• [EXERCISE REQUIREMENTS]:
Report only the number of lines below in which the string "your" appears.

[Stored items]
PR #129, opened 2023-12-12
feat: add a docs target into the pipeline

### LINKED ISSUE #112: [Feature]: Add a documentation target
### Feature Title

`docs:` target to run at the end of builds.

### Feature Description

We currently have a specific `doc` target.
It will need artifacts from other targets.
It should be triggered at the end of a CI run, not automatically on every PR so that it can take advantage of the build caches from the targets optimally.

The change here is to trigger docs build `pages.yml` during a CI run, at the same time that the "release" and "publish" steps would run.
We also need to remove the current docs trigger `docs.yml` which currently triggers this.

Need to test that docs properly still build for both `main`/`master` branches and also for other branches.
This ticket includes updating both catalyst-voices and hermes to use this new CI flow, and removing their `docs.yml` github actions, and testing those repos still build docs correctly. 

Don't make multiple tickets for this, just link each PR to this issue.

### Use Case

Improving cache hit and performance of building docs.

### Is this a modification to an existing feature?

Yes

apskhem:
# Description

Add a documentation target.

## Related Issue(s)

> e.g., Closes #112 

## Description of Changes

* Added `docs` target to trigger `pages.yml`
* Removed `docs.yml`
* Updated the onboarding docs adding the new `docs` stage


stevenj:
This looks like what we need, but I notice that this PR isn't running any actions now, except for the semantic pull request.    Do you know why?

Mr-Leshiy (approved):
LGTM

PR #159, opened 2024-01-17
chore: Add catalyst-pallas (pallas lib fork repo) to the allowed sources list in deny.toml

FelipeRosa:


Mr-Leshiy (dismissed):
LGTM

earthly/rust/stdcfgs/deny.toml
```diff
@@ -268,7 +268,7 @@ allow-git = []
 
 [sources.allow-org]
 # 1 or more github.com organizations to allow git sources for
-#github = [""]
+github = ["input-output-hk"]
```
stevenj, line 271: I would prefer we don't do this, for the pallas fork especially.
The pallas fork should not be long lived, we should be upstreaming any changes we do ASAP.
If we DO use a github repo directly, I would also rather we specifically declare it and not a whole organization even if its us.

stevenj (changes requested):
We should not be allowing whole organizations.
In the case of Pallas this should not be needed as we should be upstreaming any changes we make, not maintaining them long term.

stevenj (approved):
LGTM

PR #164, opened 2024-01-18
fix: how CI CLI is handled in during setup

### LINKED ISSUE #161: 🛠️ [TASK] : Always build CI CLI when dogfooding
### Summary

Attempting to lock to a specific tag eventually breaks when a new version of the CLI that is not backwards compatible is released.

### Description

The [setup action](https://github.com/input-output-hk/catalyst-ci/blob/master/actions/setup/action.yml) should be modified as follows:

1. A conditional should be added to the "Install CI CLI" step that only runs the step when `cli_version` is _not_ `local`
2. A new step should be added at the end of the action steps (after Earthly has been configured):
   1. The step has a conditional to check if `cli_version` is set to `local` (i.e it only runs when it's local)
   2. The step uses the `run` action to call Earthly to build the `release` target to the CI CLI. It sets the `artifact` parameter to `"true"` and the `artifact_path` parameter to `/usr/local/bin`. 

After this, the `dogfood.yml` workflow should be modified to set the `ci_cli_version` parameter to `local`. The result should be that the CI always builds a local version of the CLI when running, thus avoiding a dependency on a release. By using Earthly (with a remote runner) the local build will be extremely efficient and shouldn't add too much time to the CI pipeline (TBD, we can re-evaluate if this is not true).

bkioshn:
# Description
Fixing how setup handles CI/CLI where the current setup action, which locks to a specific tag, faces issues with backward compatibility when a new, incompatible version of the CLI is released.

## Related Issue(s)
Closes #161 

## Description of Changes
- Remove the `local` flag in `install` - include removing the logic related to local in`install.ts` and install.test.ts`
- Modify `setup`  to handle `cli_version` where 
    - Case 1 `cli_version` is `local`
        - run the `release` target of the ci to build a artifact.
        - add another step to move the artifact to `/usr/local/bin` path
    - Case 2 `cli_version` is `<any other value>`
        - install the given version
- Readme fix
     - `actions/run.md`
     - `reference/actions.md`
     - fix unrelated topic in `style/index.md`


.github/workflows/ci.yml
```diff
@@ -196,7 +196,7 @@ jobs:
       earthly_runner_address: ${{ secrets.earthly_runner_address }}
       earthly_runner_secret: ${{ secrets.earthly_runner_secret }}
   deploy:
-    uses: input-output-hk/catalyst-ci/.github/workflows/deploy.yml@master
+    uses: input-output-hk/catalyst-ci/.github/workflows/deploy.yml@fix/ci-cli-build
```
minikin, line 199: Should it be here and below `master` instead of `fix/ci-cli-build`?

minikin (changes requested):

.github/workflows/ci.yml
bkioshn: Will change back to master before merge. This is for testing.

.github/workflows/publish.yml
```diff
@@ -88,13 +88,20 @@ jobs:
...
       - uses: actions/checkout@v3
       - name: Setup CI
-        uses: input-output-hk/catalyst-ci/actions/setup@master
+        uses: input-output-hk/catalyst-ci/actions/setup@fix/ci-cli-build
         with:
-          cli_version: ${{ inputs.ci_cli_version }}
           configure_registries: "false"
-          earthly_skip_install: "true"
+          aws_ecr_registry: ${{ inputs.aws_ecr_registry }}
+          aws_role_arn: ${{ inputs.aws_role_arn }}
```
Mr-Leshiy, line 95: didn't get why we need path these arguments as ` aws_ecr_registry`, ` aws_role_arn`, `aws_region` etc.   for the `setup` action, can you elaborate on this ?

Mr-Leshiy:
@bkioshn have you tested your fix ? I mean changed `cli` implementation, so as a result dogfood CI should fail

.github/workflows/publish.yml
bkioshn: If I'm not mistaken, it is required for running Earthly remote

bkioshn:
> @bkioshn have you tested your fix ? I mean changed `cli` implementation, so as a result dogfood CI should fail

@Mr-Leshiy The failed that we encounter last time only occurs when ci is changed and merge to master because of the ci version. Now I can only test that the `setup` really calling the release target when the version is set to local. However, will try changing the ci and see whether it works as I expected or not

stevenj (commented):
This PR looks OK to me.
@jmgilman Can you review for final approval, because its touching areas you have the most expertise with.

actions/run/src/run.ts
```diff
@@ -46,10 +47,12 @@ export async function run(): Promise<void> {
...
     core.info(`Running target: ${t}`)
     const argsSpawn = [...args]
-    // Artifact is set
-    if (artifact) {
-      core.info(`Pushing target ${t} with artifact tag`)
+
+    if (artifactSaveLocal) {
       argsSpawn.push('--artifact', `${t}/`, `${artifactPath}`)
+    } else if (artifactName.trim() !== '') {
+      core.info(`Pushing target ${t} with artifact tag`)
```
jmgilman, line 54: This is a confusing log entry. Pushing makes sense when you read the code, but looking through the logs it will be unclear what "pushing target" means (could easily be confused with pushing a container image).

actions/run/src/run.ts
```diff
@@ -3,7 +3,8 @@ import { spawn } from 'child_process'
 import * as path from 'path'
 
 export async function run(): Promise<void> {
-  const artifact = core.getBooleanInput('artifact')
+  const artifactSaveLocal = core.getBooleanInput('artifact_save_local')
```
jmgilman, line 6: I want to avoid this, if possible. These actions are used outside of CI in other places, so making backward incompatible changes will break them all. 

If I understand correctly, you want to explicitly set the artifact name instead of just dropping the artifacts into a folder. While this makes sense, I think it's unnecessary, because the artifact name is already set in the Earthfile. So, assuming you know the artifact name (which we do), you can use the action in the original form and just add an additional command afterwards:

```
mv ./artifacts/artifact_name /path/to/new/location
```

This would avoid making a breaking change.

actions/setup/action.yml
```diff
@@ -95,7 +101,18 @@ runs:
...
     if: ${{ inputs.earthly_runner_secret != '' && inputs.earthly_skip_install != 'true' }}
     with:
       secret: ${{ inputs.earthly_runner_secret }}
+  # CI CLI is set to 'local', run release to create ci artifact
+  # use buildkit-host tag
+  - name: Build CI CLI
+    uses: input-output-hk/catalyst-ci/actions/run@fix/ci-cli-build
+    if: ${{ inputs.cli_skip_install == 'false' && inputs.cli_version == 'local' }}
+    with:
+      artifact_name: 'ci'
```
jmgilman, line 114: In the original form, you should be able to set the `artifact` to a temp directory and then manually copy the resulting binary to `/usr/local/bin/` in a subsequent step.

jmgilman (changes requested):

actions/run/src/run.ts
bkioshn: Will change to  `Running --artifact with target ${t}, output to ${artifactPath}`

bkioshn: I changed to `Running --artifact with target ${t}, output to ${artifactPath}`

actions/run/src/run.ts
bkioshn: Yes, I think calling the artifact name directly would be much cleaner, but will revert and move the file instead.

Mr-Leshiy (dismissed):
LGTM

stevenj (dismissed):
I am good with this if @jmgilman is.

jmgilman (dismissed):
LGTM. Sorry for the delay (busy with voting launch) and thanks for working on this :)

• [SOLUTION TO THIS TASK]:
2